Start of Listed records
PR #2434, opened 2025-08-07
Improve React Native project detection in gradle plugin

priettt:
## Summary
- Use `withPlugin("com.facebook.react")` instead of checking `node_modules/react-native` directory.
- Create separate task registration flow for React Native specific tasks.

Uses Gradle's plugin system instead of file system checks, which are failing for some customers. This should be configuration-cache safe, as it's the same thing we use for waiting for AGP. React Native tasks still register only when the React Native plugin is detected

## Changes
- Remove `isReactNativeProject` property from `PluginBehavior`
- Add `withPlugin("com.facebook.react")` detection in `EmbraceGradlePluginDelegate` 
- Create `registerReactNativeTasks()` method for RN-specific task registration
- Extract shared methods to reduce code duplication
- Update tests to remove obsolete React Native detection logic

### DIFF
--- a/embrace-gradle-plugin/src/main/java/io/embrace/android/gradle/plugin/EmbraceGradlePluginDelegate.kt
+++ b/embrace-gradle-plugin/src/main/java/io/embrace/android/gradle/plugin/EmbraceGradlePluginDelegate.kt
@@ -57,6 +57,11 @@ class EmbraceGradlePluginDelegate {
 
         taskRegistrar.registerTasks()
 
+        // Register React Native specific tasks when React Native plugin is also applied
+        project.pluginManager.withPlugin("com.facebook.react") {
+            taskRegistrar.registerReactNativeTasks()
+        }
+
         project.afterEvaluate { evaluatedProject ->
             onProjectEvaluated(evaluatedProject, agpWrapper)
         }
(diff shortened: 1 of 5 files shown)


embrace-gradle-plugin/src/main/java/io/embrace/android/gradle/plugin/EmbraceGradlePluginDelegate.kt
```diff
@@ -57,6 +57,11 @@ class EmbraceGradlePluginDelegate {
 
         taskRegistrar.registerTasks()
 
+        // Register React Native specific tasks when React Native plugin is also applied
+        project.pluginManager.withPlugin("com.facebook.react") {
```
fractalwrench, line 61: Is this available in all supported RN versions? I remember it used to be react.gradle

fractalwrench (approved):
LGTM

embrace-gradle-plugin/src/main/java/io/embrace/android/gradle/plugin/EmbraceGradlePluginDelegate.kt
priettt: yes, at least for the ones we support (0.71+)

PR #2439, opened 2025-08-08
Look for openConnection method in ancestor of wrapped URLStreamHandler

bidetofevil:
Traverse up the object hierarchy to find the `openConnection` method to be invoked in an existing URLStreamingHandler installed on an app before the Embrace SDK started. Previously, we were only looking in the wrapped class, but it could have inherited the method from an ancestor instead.


fractalwrench (approved):
LGTM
End of Listed records
__Your task__. What lines above contain the word "opened"? Return each such line.

__Answer__.
PR #2434, opened 2025-08-07
PR #2439, opened 2025-08-08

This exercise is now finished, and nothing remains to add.